With a bypass capacitor:

simulate this circuit

As you can see now the whole the input signal is present across base-emitter junction. And the is why the voltage gain is larger.

$$V_{out} = -\alpha*I_E *R_C$$

$$V_{in} = I_E*r_e$$

And tha voltage gain is:

$$A_V = \frac{V_{out}}{V_{in}} = \frac{-\alpha*I_E *R_C}{I_E*r_e} = -\frac{R_C}{r_e}\alpha \approx -\frac{R_C}{r_e} \approx -100V/V$$

Putting a capacitor in parallel with a resistor doesn't just change the resistance of the resistor. At DC the capacitors look like open circuit, so there will be no effect on RE. Hence your bias levels will remain the same.

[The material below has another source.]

PR #1463, opened 2018-08-06
Short interaction institution migration [#159531739]

ying-pbrc:
https://www.pivotaltracker.com/n/projects/1918597/stories/159531739

The institutions used in the "Short Interaction" function is currently pulling from constants.yml.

The frequency of your input signal will determine how much impedance C2 presents to the circuit. At DC it will present quite a bit and have negligible effect, at MHz the impedance will be probably not much (depending on the value of the capacitor).

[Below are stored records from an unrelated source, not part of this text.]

PR #1479, opened 2018-08-13
ml - Past Status Data Cleanup

marklohr:
In the past_statuses table, there are a lot of historical records that have missing underscores.

The past statuses table should be saving the "machine name" of a status, not the "humanized name."

For example, "on_hold" is showing as "on hold", "in _process" is showing as "in process" etc, which was causing reporting issues.

Please write a script to clean up the historical data.


marklohr:
Run:    'rake data:clean_up_past_statuses'

PR #1564, opened 2018-09-21
KG - UDAK # (COEUS Project Number) Changes

kayla-glick:
https://www.pivotaltracker.com/story/show/157642975

It was requested to remove `udak` from the project number field, so I changed the YML text for the forms as well as renamed the field in the database.

In addition, the project number should be pulled from RMID (if enabled) and pre-populated / field disabled similar to all other RMID-enabled fields.


kyle-glick:
@Stuart-Johnson 

Hold on this PR for discussion about what to do with UDAK.

marklohr (approved):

If you do an AC analysis on the circuit in whatever your favourite spice simulator is you will find that the gain of the amplifier will change with frequency.

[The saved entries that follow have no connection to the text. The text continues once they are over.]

PR #1604, opened 2018-10-29
Config Improvement [#161554164]

ying-pbrc:
PT: https://www.pivotaltracker.com/n/projects/1918597/stories/161554164
Scan for http security headers
https://securityheaders.com/

### DIFF
--- a/app/lib/settings_populator.rb
+++ b/app/lib/settings_populator.rb
@@ -27,9 +27,14 @@ class SettingsPopulator
 
   def populate
     ActiveRecord::Base.transaction do
+      puts "#{@defaults.size}"
+      updated = 0
+      inserted = 0
       @defaults.each do |hash|
         if Setting.exists?(key: hash['key'])
           Setting.find_by_key(hash['key']).update_attributes(hash.without('key', 'value'))
+          updated += 1
+          puts "#{updated}: #{hash['key']} updated" 
         else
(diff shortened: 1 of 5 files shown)


app/lib/settings_populator.rb
```diff
@@ -27,9 +27,14 @@ def initialize
...
   def populate
     ActiveRecord::Base.transaction do
+      puts "#{@defaults.size}"
+      updated = 0
+      inserted = 0
       @defaults.each do |hash|
         if Setting.exists?(key: hash['key'])
           Setting.find_by_key(hash['key']).update_attributes(hash.without('key', 'value'))
+          updated += 1
+          puts "#{updated}: #{hash['key']} updated"
```
kyle-glick: We originally had puts statements here to show the changes being made to Settings but it was requested to remove them, especially for the test suite, because it cluttered up spec feedback. If we put a condition on them so that they don't run when running tests then I think that should be fine.

ying-pbrc: Let me try to make that change and see if it pass travis

ying-pbrc: oops, didn't see that you have already made that change.

ying-pbrc:
my bad, i accidentally committed too many local changes,that i didn't mean to. Let me close this one and will resubmit my pull request.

• if i do ac analysis then will the presence of capacitor C2 will not affect the gain ? in books its written that presence of C2 ( by passing the R(E) ) will increase the gain. – Alex Aug 19 '17 at 8:02
• Yes, its presence will affect the gain in a frequency dependant manner, as I mentioned in my answer. As the frequency rises, the impedance of C2 will decrease, which will cause the combined impedance of RE and C2 to decrease, in turn increasing Vout. But it will not, as you have mentioned, increase the magnitude of the input. C2 does not completely or immediately bypass RE. – JCollins Aug 19 '17 at 8:09
• what if the frequency of the source does not change. say its fixed at 1 Mhz or 2 khz etc? then will presence of capacitor will not change gain ? – Alex Aug 19 '17 at 8:12
• yes, it will. the amount by which it changes will depend on the frequency of the input. if it's 1MHz, the gain will change more because of C2 than at 2kHz. – JCollins Aug 19 '17 at 8:25
• You can't work with capacitors in amplifiers without considering frequency. The capacitor when AC signals are involved is essentially a frequency dependent resistor. So, if you really must disregard frequency, imagine the capacitor is just another resistor. The parallel resistance will be lower, less resistance, means more current. More current means bigger change in Vout --> bigger gain. Magnitude of Vin is fixed. – JCollins Aug 19 '17 at 8:55

Me thinks the explanations are way over complicated. The emitter resister is there to provide bias for the transistor to operate. Resistors resist, right? But you want less resistance to the AC signal. The bypass (and by the way, it is not by pass, it is bypass) capacitor is there to what? BYPASS. What is being bypassed? The AC signal. The bypass capacitor is a low impedance path for the AC signal and BYPASSES the resistance of the emitter resistor and therefore increases the output signal. All the fancy mathematics notwithstanding.